What the task requires — Give back, word for word, the line that contains "The latest 1.04" and every line that follows it in the data below.

─── Exercise materials

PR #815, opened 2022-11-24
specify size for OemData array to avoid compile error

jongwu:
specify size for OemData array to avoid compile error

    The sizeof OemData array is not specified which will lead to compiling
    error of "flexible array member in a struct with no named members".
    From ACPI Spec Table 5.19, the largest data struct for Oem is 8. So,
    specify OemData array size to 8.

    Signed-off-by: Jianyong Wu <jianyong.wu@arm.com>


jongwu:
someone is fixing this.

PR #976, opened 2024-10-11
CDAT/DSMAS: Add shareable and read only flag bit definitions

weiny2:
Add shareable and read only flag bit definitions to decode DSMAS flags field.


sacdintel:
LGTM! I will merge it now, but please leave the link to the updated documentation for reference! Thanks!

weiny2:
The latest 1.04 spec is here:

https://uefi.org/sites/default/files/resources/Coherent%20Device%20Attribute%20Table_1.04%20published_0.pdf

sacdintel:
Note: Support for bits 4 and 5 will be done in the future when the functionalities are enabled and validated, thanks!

──────

Result —
The latest 1.04 spec is here:

https://uefi.org/sites/default/files/resources/Coherent%20Device%20Attribute%20Table_1.04%20published_0.pdf

sacdintel:
Note: Support for bits 4 and 5 will be done in the future when the functionalities are enabled and validated, thanks!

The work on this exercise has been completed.